● **Exercise aim**: Using the records below, copy every line that holds the string "handle".
(The records Opens)
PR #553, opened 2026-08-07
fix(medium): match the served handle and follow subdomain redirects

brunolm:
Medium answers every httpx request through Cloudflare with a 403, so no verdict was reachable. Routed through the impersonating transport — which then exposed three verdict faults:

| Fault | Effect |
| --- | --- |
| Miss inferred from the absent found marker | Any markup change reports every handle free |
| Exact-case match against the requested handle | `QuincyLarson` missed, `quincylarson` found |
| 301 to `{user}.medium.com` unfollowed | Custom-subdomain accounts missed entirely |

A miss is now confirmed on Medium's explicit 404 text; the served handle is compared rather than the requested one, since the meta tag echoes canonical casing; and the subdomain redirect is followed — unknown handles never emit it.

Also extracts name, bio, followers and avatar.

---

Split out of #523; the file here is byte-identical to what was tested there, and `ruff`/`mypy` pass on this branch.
(The records Closes)
● **Written solution**:
fix(medium): match the served handle and follow subdomain redirects
| Miss inferred from the absent found marker | Any markup change reports every handle free |
| Exact-case match against the requested handle | `QuincyLarson` missed, `quincylarson` found |
A miss is now confirmed on Medium's explicit 404 text; the served handle is compared rather than the requested one, since the meta tag echoes canonical casing; and the subdomain redirect is followed — unknown handles never emit it.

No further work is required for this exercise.